During December 2014, 5 cases of parotitis among patients with laboratory-confirmed influenza were reported to the Centers for Disease Control and Prevention (CDC). Surveillance activities for non-mumps parotitis were established by multiple state health departments, and patients with non-mumps parotitis were tested for influenza and other respiratory viruses. From these case-finding activities, 256 cases of influenza-associated parotitis occurred during October 2014–March 2015 and were reported to the CDC. During February 2015, we initiated a multistate case-control study to describe the clinical, epidemio-logic, and viral risk factors for influenza-associated parotitis.

METHODS

Case Ascertainment and Epidemiologic Investigation

On 9 January 2015, the CDC notified state and local health departments of the occurrence of influenza-associated parotitis using notifications sent to the Epidemic Information Exchange and requested that states notify the CDC’s Influenza Division when a case was identified. We defined a case as acute parotitis in a patient with laboratory-confirmed influenza virus infection with clinical diagnosis of parotitis from 1 October 2014 through 31 March 2015 (the study interval).

States identified cases in multiple ways, including unsolicited reports of cases from healthcare providers and Health Alert Network notifications asking healthcare providers to notify health departments if they saw patients fitting the case definition. Also, 2 states set up enhanced laboratory testing for nonmumps viruses among specimens submitted to state public health laboratories for mumps testing. In addition, the CDC also received unsolicited reports of cases from healthcare providers.

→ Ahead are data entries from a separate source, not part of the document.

PR #734, opened 2019-11-17
Add Mesa County 2019 Imagery (WMTS)

ghost:
This is adds the latest imagery from the County.
Permissions haven't changed.


grischard:
Looks good!

Do they have a privacy policy of some kind?

ghost:
The closest thing I could find is this: https://www.mesacounty.us/contact-us/copyrightdisclaimerprivacy/

I'll see if I can find something more specific tonight.

On November 18, 2019 6:03:02 AM MST, Guillaume Rischard <notifications@github.com> wrote:
>Looks good!
>
>Do they have a privacy policy of some kind?
>
>-- 
>You are receiving this because you authored the thread.
>Reply to this email directly or view it on GitHub:
>https://github.com/osmlab/editor-layer-index/pull/734#issuecomment-555005770

-- 
Sent from my Android device with K-9 Mail. Please excuse my brevity.

ghost:
I didn't find anything more specific.

I've added it to the other Mesa County Imagery files.

grischard:
Thank you!

You've added a 'wmts' type endpoint, but as far as I'm aware, no editors that use ELI support it. See https://github.com/openstreetmap/iD/issues/4828 for iD for example.

The WMTS can't provide EPSG:3857? Would there be a WMS that does instead? Let's merge this as it is otherwise.

ghost:
Only WMTS and only EPSG:3857 (see https://mcgis.mesacounty.us/image/rest/services/Mosaic_Datasets/MesaCounty_2019/ImageServer -- this has the endpoints, and the WMTS capabilities document only references EPSG:3857).

I did try to take an image url (for example https://mcgis.mesacounty.us/image/rest/services/Mosaic_Datasets/MesaCounty_2019/ImageServer/WMTS/tile/1.0.0/Mosaic_Datasets_MesaCounty_2019/default/default028mm/10/83680/86095 ) and convert it to a TMS/WMS template, but that didn't end up working in JOSM. I tried https://mcgis.mesacounty.us/image/rest/services/Mosaic_Datasets/MesaCounty_2019/ImageServer/WMTS/tile/1.0.0/Mosaic_Datasets_MesaCounty_2019/default/default028mm/{zoom}/{y}/{x} , but that didn't work (the `{x}` and `{y}` coordinates were wildly different from expected, same area as above was looking for a tile with the coordinates 12/1564/812 (same zoom and everything). I couldn't create a WMS url since that needs a `{bbox}`.

That being said, it would be nice if there was a way to specify the default layer for the imagery (JOSM has this, and when the imagery is synced over, I'll check and see if I need to add one).

andrewharvey:
I'm not sure if this helps but take a look at the oceania/australia/act for an example of a less than ideal endpoint. 1

ghost:
@andrewharvey: That did provide a usable WMS service ( url is wms:https://mcgis.mesacounty.us/image/rest/services/Mosaic_Datasets/MesaCounty_2019/ImageServer/exportImage?f=image&format=jpeg&imageSR=3857&bboxSR=3857&bbox={bbox}&size={width},{height}&foo={proj} ).
I'll send the county an email to check and see if that is OK (I've been told that WMTS is more efficient, which means it costs less for the county to run, and they have been fairly consistently worried about decreasing their budget), since it isn't publicly available.

If WMS is really needed, and the county doesn't want people to use non-WMTS endpoints, I can download the imagery and run my own server, but it will probably be a while before I get around to it.

grischard:
WMTS will always use the same image sizes, which can be cached, which makes it a bit faster.

I doubt that we'll create a significant amount of traffic though. The WMS could probably run off a raspberry pi and still be reasonably fast. I've ran `mapproxy` for Luxembourg and a WMS for Kosovo on dinky little VMs that ran without breaking a sweat.

If the county prefers that we don't use the WMS, they could also let their WMTS provide EPSG:3857.

We can also, say, test WMS until March and then re-assess.

See also https://github.com/openstreetmap/iD/issues/4828 for better wms/wmts support in iD.

grischard:
Merging this for now. If anyone wants to convert this to a 'tms' or 'wms' endpoint, I'll be happy to accept another pull request.

grischard:
Thank you @tsmock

Cases with an available respiratory or oral specimen (nasopharyngeal, oropharyngeal, or buccal swab) obtained while the individual was symptomatic were eligible to participate in the case-control study. We defined a control illness as laboratory-confirmed influenza in a patient without acute parotitis during the study interval and with an available respiratory or oral specimen. Controls were selected among patients with influenza reported through annual influenza surveillance activities conducted by state public health departments. We aimed to match 3 controls to each case by age group (<2, 2–4, 5–13, 14–19, 20–49, and ≥50 years), state of residence, outpatient or inpatient status, and date of specimen collection (±3 weeks). Based on statistical power calculations to detect a 20% difference in exposure frequency, we aimed to enroll 50 cases and 150 matched controls. Study participation was open to all states; 11 states participated (Kansas, Maine, Michigan, Minnesota, Missouri, New Hampshire, New Jersey, Texas, Virginia, West Virginia, and Wisconsin). Among states that had identified more than 10 eligible cases, we randomly enrolled 10 into the study. The CDC deemed the proposed activities to be part of a public health response.

We developed a questionnaire to collect information regarding patient demographic features; signs and symptoms of illness; vaccine, travel, and illness history; as well as exposure to antivirals, antibiotics, and over-the-counter medications within 2 weeks of illness onset. During February 2015–April 2015, we interviewed cases and controls, or parents/guardians for those aged <18 years, by phone after obtaining verbal informed consent.

Laboratory Testing and Analysis

To be eligible for the case-control study, cases and controls needed to have laboratory-confirmed influenza detected using any test recommended for routine patient diagnosis, including polymerase chain reaction (PCR)–based molecular testing, rapid diagnostic tests, or viral culture [11]. Influenza virus infection was confirmed and subtyped for all case and control specimens at the CDC using real-time (RT)-PCR, with standard protocols.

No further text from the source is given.